• TO DO
Only those lines running from the start of the listing below through the line that holds "I'm looking into" are to be written out, exactly and in full.

• SUPPLIED DATA
PR #15762, opened 2024-04-22
Show how to combine a layer with a render function and a standard layer

ahocevar:
See #15758. This example change should make life easier for users who want to combine standard layers with a layer with a custom render function.

### DIFF
--- a/examples/svg-layer.js
+++ b/examples/svg-layer.js
@@ -1,6 +1,10 @@
+import Feature from '../src/ol/Feature.js';
 import Layer from '../src/ol/layer/Layer.js';
 import Map from '../src/ol/Map.js';
+import VectorSource from '../src/ol/source/Vector.js';
 import View from '../src/ol/View.js';
+import {Point} from '../src/ol/geom.js';
+import {Vector} from '../src/ol/layer.js';
 import {composeCssTransform} from '../src/ol/transform.js';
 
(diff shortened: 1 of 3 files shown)


ahocevar:
Preview of the updated example: https://deploy-preview-15762--ol-site.netlify.app/en/latest/examples/svg-layer.html

examples/svg-layer.js
```diff
@@ -47,8 +52,21 @@ map.addLayer(
         center[1] / svgResolution - height / 2,
       );
       svgContainer.style.transform = cssTransform;
-      svgContainer.style.opacity = this.getOpacity();
+      svgContainer.style.opacity = this.getOpacity() || 1;
```
MoonE, line 55: Why the ` || 1`? 
`this.getOpacity()`  always returns 1 here; and what if it opacity is zero?

MoonE (approved):
Works, just not sure what's behind the opacity change.

examples/svg-layer.js
ahocevar: This change avoids that the style ends up being the string `'undefined'`, which is not valid CSS.

ahocevar: You were absolutely right, @MoonE . I undid the opacity change. Thanks for the sharp eye.

PR #15765, opened 2024-04-23
Remove unused layer property

M393:
This wasn't accessed anywhere else.


ahocevar (approved):
Good find, thanks @M393

PR #15767, opened 2024-04-23
Better generics for vector and vectortile layers

### LINKED ISSUE #15764: Potential type bug in vector layer types in combination with render features
**Describe the bug**
I'm looking into ways to improve performance of large geojson sets.
I found the RenderFeature in the API docs and wanted to give it a try, but although I can create a vector source with it, the types of the vector layer do not accept this source.

**To Reproduce**
In a typescript project, create:
```
const source = new VectorSource<RenderFeature>();
const layer = new VectorLayer({ source });
```

Then you'll get a type error: `Type 'VectorSource<RenderFeature>' is not assignable to type 'VectorSource<Feature<Geometry>>'.`

Either I'm not understanding how to use the RenderFeature, or the type is too strict.

ahocevar:
Fixes #15764. In addition, it also makes `vectorTileLayer.getSource().getFeatures()` infer the correct type (Feature or RenderFeature)

### DIFF
--- a/src/ol/layer/BaseVector.js
+++ b/src/ol/layer/BaseVector.js
@@ -13,7 +13,7 @@ import {
 } from '../render/canvas/style.js';
 
 /**
- * @template {import("../source/Vector.js").default|import("../source/VectorTile.js").default} VectorSourceType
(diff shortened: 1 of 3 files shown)


MoonE (approved):
Thanks, @ahocevar

PR #15768, opened 2024-04-23
Rebuild executors when declutter state changes

### LINKED ISSUE #15766: map.removeLayer() on a VectorLayer with `declutter` causes other vector layers to disappear
**Describe the bug**

As of recent builds calling `map.removeLayer()` on a VectorLayer when `declutter` is enabled causes all vector layers to disappear.

**To Reproduce**
Steps to reproduce the behavior
(Apologies for not linking directly to an example as CodeSandbox won't let users create their own drafts anymore without paying)

1. Go to https://openlayers.org/en/latest/examples/vector-labels.html
2. Edit codesandbox example to add `declutter: true` to vectorPoints layer definition. Then add the following at the end of the example code:
```js
 setTimeout(() => {
  map.removeLayer(vectorPoints)
}, 2000);
```
3. Run example, and watch layers disappear after 2 seconds when `map.removeLayer` is called

**Expected behavior**
Only the requested layer should disappear from map

ahocevar:
Fixes #15766

### DIFF
--- a/src/ol/renderer/canvas/VectorLayer.js
+++ b/src/ol/renderer/canvas/VectorLayer.js
@@ -128,6 +128,12 @@ class CanvasVectorLayerRenderer extends CanvasLayerRenderer {
 
     /**
      * @private
+     * @type {boolean}
+     */
+    this.renderedFrameDeclutter_;
+
+    /**
+     * @private
      * @type {import("../../render/canvas/ExecutorGroup").default}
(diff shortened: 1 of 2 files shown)


M393 (approved):
This fixes the issue I have, Thanks, @ahocevar

MoonE (approved):
Looks fine.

• ANSWER BOX
PR #15762, opened 2024-04-22
Show how to combine a layer with a render function and a standard layer

ahocevar:
See #15758. This example change should make life easier for users who want to combine standard layers with a layer with a custom render function.

### DIFF
--- a/examples/svg-layer.js
+++ b/examples/svg-layer.js
@@ -1,6 +1,10 @@
+import Feature from '../src/ol/Feature.js';
 import Layer from '../src/ol/layer/Layer.js';
 import Map from '../src/ol/Map.js';
+import VectorSource from '../src/ol/source/Vector.js';
 import View from '../src/ol/View.js';
+import {Point} from '../src/ol/geom.js';
+import {Vector} from '../src/ol/layer.js';
 import {composeCssTransform} from '../src/ol/transform.js';
 
(diff shortened: 1 of 3 files shown)


ahocevar:
Preview of the updated example: https://deploy-preview-15762--ol-site.netlify.app/en/latest/examples/svg-layer.html

examples/svg-layer.js
```diff
@@ -47,8 +52,21 @@ map.addLayer(
         center[1] / svgResolution - height / 2,
       );
       svgContainer.style.transform = cssTransform;
-      svgContainer.style.opacity = this.getOpacity();
+      svgContainer.style.opacity = this.getOpacity() || 1;
```
MoonE, line 55: Why the ` || 1`? 
`this.getOpacity()`  always returns 1 here; and what if it opacity is zero?

MoonE (approved):
Works, just not sure what's behind the opacity change.

examples/svg-layer.js
ahocevar: This change avoids that the style ends up being the string `'undefined'`, which is not valid CSS.

ahocevar: You were absolutely right, @MoonE . I undid the opacity change. Thanks for the sharp eye.

PR #15765, opened 2024-04-23
Remove unused layer property

M393:
This wasn't accessed anywhere else.


ahocevar (approved):
Good find, thanks @M393

PR #15767, opened 2024-04-23
Better generics for vector and vectortile layers

### LINKED ISSUE #15764: Potential type bug in vector layer types in combination with render features
**Describe the bug**
I'm looking into ways to improve performance of large geojson sets.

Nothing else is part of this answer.